Work through the data line by line, gathering every line that has the word "seems".

Source material —
※

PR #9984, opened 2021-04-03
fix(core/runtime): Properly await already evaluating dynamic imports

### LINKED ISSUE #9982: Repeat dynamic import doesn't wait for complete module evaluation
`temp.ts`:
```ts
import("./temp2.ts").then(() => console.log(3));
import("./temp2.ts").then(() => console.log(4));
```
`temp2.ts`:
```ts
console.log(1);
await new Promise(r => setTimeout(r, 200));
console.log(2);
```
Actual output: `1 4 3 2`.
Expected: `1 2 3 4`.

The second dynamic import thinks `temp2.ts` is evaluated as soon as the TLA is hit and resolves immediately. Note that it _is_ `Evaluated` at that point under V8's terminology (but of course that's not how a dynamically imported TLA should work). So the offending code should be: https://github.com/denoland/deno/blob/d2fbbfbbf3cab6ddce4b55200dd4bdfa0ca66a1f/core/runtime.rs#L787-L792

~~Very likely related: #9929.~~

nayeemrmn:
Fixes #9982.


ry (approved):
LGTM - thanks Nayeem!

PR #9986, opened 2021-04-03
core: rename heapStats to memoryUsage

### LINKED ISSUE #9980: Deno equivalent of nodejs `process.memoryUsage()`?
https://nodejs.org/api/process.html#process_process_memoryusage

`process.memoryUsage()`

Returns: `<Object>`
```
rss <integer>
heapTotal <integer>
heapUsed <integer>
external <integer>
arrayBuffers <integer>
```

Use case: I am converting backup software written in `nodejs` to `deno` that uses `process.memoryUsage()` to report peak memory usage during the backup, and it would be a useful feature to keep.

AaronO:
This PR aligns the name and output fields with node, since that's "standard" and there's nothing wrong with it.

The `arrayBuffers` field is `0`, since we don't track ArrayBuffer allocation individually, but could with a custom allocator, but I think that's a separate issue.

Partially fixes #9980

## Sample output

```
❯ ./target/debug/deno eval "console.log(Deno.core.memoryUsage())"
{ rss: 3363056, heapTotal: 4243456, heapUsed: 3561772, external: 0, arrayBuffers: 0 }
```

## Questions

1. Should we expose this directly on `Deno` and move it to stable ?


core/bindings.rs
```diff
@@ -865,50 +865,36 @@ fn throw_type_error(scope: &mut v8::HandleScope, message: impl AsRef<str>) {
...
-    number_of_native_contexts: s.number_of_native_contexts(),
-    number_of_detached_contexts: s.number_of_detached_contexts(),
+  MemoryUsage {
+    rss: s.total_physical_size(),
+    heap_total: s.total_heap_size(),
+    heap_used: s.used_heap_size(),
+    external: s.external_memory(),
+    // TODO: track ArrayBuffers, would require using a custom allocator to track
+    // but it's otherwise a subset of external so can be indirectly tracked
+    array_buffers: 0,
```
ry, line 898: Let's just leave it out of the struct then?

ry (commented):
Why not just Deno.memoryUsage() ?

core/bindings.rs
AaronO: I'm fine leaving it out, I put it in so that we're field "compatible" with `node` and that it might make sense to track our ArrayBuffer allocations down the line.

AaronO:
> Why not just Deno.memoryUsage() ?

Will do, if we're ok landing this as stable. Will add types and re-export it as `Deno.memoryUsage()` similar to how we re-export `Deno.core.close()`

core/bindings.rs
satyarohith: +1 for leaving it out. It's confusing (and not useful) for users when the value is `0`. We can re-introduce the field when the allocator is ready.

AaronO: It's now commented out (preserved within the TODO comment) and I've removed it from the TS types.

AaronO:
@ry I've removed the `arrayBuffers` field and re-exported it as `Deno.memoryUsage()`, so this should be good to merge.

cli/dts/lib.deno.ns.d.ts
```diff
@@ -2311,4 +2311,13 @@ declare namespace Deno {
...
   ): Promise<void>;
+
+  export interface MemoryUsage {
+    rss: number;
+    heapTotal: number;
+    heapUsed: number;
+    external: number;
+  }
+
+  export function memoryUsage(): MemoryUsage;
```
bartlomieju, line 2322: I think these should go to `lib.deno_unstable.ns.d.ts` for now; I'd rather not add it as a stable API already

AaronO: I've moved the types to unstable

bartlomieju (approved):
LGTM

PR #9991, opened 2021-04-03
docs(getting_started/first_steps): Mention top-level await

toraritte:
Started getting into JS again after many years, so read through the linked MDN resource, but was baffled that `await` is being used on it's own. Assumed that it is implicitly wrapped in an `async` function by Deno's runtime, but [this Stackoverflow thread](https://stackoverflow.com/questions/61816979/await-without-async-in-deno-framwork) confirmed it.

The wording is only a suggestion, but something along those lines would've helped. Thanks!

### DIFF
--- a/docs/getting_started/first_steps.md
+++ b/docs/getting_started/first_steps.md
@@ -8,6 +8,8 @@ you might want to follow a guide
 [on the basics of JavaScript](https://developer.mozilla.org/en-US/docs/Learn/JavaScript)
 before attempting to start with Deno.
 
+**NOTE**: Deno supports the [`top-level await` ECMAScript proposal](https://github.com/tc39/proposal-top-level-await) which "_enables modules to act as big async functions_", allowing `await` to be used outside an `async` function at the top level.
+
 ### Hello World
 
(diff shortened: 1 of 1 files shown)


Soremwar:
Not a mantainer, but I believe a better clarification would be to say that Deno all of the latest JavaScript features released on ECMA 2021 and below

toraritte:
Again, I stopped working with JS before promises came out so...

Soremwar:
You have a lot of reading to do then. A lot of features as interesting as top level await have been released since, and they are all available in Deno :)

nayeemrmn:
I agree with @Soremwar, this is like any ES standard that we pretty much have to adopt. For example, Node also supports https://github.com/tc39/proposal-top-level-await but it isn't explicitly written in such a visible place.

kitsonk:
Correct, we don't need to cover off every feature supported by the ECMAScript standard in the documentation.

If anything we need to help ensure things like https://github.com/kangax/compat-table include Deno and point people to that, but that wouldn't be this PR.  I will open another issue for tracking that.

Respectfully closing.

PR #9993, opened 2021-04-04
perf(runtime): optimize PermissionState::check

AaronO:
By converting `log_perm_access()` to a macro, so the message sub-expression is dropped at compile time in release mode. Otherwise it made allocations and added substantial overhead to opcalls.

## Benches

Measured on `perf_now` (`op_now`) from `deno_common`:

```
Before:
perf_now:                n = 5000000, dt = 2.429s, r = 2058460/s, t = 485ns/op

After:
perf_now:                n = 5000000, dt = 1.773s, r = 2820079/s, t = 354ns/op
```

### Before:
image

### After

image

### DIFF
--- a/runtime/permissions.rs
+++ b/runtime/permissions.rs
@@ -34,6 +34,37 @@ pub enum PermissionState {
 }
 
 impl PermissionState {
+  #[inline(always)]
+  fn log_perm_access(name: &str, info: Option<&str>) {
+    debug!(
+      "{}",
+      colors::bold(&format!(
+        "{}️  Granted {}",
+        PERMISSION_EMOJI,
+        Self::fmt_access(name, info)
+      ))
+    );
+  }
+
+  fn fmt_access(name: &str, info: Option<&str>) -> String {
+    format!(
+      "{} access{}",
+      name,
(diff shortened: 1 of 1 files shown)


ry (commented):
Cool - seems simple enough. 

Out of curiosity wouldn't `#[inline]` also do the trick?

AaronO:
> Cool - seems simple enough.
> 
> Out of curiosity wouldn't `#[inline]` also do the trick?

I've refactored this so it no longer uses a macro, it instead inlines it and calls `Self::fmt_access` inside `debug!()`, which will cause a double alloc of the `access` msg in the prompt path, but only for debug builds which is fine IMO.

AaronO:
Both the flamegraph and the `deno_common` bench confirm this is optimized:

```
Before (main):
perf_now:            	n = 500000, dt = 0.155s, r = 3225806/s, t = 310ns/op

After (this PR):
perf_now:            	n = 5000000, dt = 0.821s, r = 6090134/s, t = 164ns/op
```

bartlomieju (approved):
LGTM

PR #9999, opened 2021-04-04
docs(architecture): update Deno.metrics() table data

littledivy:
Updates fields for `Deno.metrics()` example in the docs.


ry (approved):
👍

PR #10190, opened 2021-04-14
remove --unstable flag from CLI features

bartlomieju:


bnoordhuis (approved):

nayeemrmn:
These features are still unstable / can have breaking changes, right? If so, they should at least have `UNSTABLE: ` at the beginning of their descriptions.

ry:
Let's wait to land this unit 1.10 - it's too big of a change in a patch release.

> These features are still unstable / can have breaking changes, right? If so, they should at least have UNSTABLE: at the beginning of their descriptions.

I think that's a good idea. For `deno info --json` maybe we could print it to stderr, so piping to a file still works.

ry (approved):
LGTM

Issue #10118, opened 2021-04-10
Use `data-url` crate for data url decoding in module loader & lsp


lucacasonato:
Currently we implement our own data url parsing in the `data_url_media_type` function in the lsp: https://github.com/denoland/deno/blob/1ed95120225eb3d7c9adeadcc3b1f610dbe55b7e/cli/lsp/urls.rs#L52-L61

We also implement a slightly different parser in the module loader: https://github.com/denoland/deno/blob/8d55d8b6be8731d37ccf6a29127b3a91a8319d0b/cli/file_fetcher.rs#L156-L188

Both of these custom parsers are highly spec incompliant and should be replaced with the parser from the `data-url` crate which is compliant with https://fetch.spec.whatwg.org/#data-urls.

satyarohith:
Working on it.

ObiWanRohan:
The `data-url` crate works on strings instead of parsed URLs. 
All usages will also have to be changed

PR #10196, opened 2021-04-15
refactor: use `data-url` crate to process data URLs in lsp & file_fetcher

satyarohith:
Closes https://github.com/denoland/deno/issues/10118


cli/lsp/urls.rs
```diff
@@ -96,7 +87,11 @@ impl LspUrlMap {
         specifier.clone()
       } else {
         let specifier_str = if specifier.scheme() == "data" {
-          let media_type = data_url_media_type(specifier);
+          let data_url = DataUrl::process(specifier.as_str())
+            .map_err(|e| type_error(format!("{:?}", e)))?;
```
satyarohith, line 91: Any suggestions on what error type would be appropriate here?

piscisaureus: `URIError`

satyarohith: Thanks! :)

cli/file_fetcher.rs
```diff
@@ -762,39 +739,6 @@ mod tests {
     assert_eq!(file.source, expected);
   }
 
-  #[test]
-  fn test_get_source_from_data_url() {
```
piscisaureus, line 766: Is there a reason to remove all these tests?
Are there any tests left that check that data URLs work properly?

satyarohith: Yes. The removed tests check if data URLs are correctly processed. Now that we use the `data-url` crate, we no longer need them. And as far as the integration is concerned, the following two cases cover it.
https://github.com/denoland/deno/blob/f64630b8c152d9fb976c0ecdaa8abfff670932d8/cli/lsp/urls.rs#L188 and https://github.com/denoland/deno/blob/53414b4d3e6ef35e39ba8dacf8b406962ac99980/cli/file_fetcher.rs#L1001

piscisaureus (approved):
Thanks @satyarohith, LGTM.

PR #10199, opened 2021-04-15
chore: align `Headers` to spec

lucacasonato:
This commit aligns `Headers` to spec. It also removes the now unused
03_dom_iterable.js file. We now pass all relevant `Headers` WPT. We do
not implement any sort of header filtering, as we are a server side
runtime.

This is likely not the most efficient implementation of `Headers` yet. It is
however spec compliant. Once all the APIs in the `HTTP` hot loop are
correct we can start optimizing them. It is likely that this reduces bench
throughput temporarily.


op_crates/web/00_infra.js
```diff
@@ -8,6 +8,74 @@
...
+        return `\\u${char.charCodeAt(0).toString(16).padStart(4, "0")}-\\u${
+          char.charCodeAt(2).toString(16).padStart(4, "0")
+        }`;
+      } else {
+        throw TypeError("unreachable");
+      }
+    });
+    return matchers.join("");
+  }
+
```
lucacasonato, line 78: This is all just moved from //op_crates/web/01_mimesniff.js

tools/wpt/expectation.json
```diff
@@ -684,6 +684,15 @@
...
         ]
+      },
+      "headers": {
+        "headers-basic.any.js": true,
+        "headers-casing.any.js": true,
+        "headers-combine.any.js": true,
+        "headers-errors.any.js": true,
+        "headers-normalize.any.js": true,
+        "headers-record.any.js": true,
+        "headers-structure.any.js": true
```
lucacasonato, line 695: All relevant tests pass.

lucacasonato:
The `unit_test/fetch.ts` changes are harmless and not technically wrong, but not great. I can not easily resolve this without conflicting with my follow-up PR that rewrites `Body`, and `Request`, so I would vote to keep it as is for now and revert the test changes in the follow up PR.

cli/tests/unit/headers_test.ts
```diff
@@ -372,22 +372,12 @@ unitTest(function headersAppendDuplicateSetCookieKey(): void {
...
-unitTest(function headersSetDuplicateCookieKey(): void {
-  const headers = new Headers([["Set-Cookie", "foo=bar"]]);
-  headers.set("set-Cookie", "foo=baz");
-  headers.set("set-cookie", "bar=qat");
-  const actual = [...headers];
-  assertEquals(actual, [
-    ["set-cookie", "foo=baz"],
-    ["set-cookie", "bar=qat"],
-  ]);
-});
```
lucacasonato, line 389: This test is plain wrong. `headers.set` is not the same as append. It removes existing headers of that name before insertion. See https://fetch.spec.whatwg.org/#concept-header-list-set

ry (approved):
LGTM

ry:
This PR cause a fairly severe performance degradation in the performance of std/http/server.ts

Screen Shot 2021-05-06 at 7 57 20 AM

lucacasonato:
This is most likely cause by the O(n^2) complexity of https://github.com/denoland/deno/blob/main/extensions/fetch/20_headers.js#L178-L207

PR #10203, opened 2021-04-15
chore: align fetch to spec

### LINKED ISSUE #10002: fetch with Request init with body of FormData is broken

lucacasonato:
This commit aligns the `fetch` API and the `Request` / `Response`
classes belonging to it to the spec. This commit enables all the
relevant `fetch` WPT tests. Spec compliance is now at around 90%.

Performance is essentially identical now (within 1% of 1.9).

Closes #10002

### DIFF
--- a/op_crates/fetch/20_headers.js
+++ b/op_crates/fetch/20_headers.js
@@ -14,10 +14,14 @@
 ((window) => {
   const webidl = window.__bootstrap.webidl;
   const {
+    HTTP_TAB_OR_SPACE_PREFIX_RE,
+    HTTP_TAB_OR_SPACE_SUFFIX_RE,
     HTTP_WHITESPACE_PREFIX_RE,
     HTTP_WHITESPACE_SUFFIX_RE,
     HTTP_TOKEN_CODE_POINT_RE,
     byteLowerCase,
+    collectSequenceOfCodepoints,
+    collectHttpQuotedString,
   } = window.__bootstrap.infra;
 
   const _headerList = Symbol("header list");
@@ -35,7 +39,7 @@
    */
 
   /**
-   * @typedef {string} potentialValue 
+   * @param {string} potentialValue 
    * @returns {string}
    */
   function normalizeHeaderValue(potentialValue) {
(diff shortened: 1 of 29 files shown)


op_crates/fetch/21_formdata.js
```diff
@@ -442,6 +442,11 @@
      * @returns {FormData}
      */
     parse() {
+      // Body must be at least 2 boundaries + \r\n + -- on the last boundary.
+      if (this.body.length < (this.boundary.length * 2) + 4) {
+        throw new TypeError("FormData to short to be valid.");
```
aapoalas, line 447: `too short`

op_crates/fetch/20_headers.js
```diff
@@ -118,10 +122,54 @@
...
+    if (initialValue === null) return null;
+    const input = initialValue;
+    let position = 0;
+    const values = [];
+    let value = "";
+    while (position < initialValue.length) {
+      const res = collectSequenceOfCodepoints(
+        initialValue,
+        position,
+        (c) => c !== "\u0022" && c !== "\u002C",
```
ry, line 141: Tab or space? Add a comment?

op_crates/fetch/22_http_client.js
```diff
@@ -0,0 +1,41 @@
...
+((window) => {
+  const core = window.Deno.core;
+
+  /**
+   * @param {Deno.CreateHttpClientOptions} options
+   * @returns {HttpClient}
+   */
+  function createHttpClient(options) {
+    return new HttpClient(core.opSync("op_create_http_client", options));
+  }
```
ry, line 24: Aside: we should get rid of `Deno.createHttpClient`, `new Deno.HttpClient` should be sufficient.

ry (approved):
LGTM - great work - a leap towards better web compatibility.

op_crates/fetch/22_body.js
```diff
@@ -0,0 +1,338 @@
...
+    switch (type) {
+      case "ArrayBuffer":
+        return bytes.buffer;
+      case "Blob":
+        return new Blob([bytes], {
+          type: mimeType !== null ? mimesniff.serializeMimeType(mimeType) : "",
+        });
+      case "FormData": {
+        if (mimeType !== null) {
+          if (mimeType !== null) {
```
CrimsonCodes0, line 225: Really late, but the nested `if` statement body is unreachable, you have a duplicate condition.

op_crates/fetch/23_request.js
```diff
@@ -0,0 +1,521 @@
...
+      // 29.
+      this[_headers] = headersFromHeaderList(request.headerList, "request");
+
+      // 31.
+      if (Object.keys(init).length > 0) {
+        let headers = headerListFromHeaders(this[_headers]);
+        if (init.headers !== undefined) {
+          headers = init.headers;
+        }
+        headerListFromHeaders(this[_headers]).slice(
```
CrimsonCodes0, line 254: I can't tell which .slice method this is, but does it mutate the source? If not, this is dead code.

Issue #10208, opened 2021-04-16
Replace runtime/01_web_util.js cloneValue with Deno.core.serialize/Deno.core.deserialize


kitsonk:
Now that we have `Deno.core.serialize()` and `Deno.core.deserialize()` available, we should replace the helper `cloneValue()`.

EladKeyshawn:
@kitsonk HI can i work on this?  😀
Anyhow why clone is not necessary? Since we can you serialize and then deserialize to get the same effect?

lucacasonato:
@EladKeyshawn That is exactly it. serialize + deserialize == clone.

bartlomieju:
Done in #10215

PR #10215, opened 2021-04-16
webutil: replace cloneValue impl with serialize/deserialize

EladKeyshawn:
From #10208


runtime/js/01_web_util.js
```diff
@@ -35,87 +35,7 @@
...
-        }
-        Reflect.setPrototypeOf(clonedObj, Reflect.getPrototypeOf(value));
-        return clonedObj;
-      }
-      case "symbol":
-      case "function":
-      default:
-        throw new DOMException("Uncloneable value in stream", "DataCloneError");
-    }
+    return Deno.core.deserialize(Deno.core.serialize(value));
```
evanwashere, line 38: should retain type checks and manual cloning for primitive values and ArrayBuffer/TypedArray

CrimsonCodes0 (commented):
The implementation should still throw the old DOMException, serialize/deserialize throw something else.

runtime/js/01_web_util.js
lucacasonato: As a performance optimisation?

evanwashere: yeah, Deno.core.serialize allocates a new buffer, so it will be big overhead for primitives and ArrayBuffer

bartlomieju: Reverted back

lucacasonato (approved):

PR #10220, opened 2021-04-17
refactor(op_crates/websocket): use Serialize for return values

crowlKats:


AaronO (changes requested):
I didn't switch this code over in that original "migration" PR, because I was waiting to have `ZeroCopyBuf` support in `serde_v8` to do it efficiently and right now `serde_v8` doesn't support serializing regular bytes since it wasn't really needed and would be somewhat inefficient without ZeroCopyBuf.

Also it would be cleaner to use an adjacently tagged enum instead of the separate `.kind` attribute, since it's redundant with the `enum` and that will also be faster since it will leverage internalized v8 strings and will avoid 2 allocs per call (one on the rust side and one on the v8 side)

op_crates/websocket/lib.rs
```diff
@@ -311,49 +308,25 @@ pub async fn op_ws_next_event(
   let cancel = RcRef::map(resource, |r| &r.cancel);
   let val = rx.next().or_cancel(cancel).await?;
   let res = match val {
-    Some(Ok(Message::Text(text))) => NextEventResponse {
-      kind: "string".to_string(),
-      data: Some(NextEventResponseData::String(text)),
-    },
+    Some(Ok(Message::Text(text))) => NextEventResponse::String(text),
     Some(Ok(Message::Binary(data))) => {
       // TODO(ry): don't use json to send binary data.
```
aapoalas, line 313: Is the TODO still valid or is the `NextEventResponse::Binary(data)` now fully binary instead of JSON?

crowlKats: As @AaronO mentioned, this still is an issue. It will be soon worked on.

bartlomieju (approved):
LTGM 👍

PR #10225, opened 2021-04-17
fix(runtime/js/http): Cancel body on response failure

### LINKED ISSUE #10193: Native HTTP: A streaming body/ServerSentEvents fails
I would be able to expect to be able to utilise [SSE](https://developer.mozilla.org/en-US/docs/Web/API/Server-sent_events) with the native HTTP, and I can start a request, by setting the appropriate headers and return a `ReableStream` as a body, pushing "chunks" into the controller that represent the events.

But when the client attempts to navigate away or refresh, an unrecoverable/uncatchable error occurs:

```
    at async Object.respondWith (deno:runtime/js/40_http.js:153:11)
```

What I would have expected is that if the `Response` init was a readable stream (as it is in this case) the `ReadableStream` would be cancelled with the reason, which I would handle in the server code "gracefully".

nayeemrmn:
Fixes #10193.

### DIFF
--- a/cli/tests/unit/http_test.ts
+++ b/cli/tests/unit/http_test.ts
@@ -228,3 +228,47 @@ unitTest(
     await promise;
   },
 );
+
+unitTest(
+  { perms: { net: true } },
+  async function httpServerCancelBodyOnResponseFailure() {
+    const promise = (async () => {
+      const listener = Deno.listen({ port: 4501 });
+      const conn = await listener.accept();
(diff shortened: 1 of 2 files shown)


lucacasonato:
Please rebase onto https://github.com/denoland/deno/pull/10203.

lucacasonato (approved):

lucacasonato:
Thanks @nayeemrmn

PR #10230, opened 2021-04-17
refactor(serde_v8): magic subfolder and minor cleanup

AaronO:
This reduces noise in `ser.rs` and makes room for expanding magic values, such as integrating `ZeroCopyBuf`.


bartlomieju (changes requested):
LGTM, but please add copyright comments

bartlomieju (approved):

※

Your solution —
Cool - seems simple enough. 
> Cool - seems simple enough.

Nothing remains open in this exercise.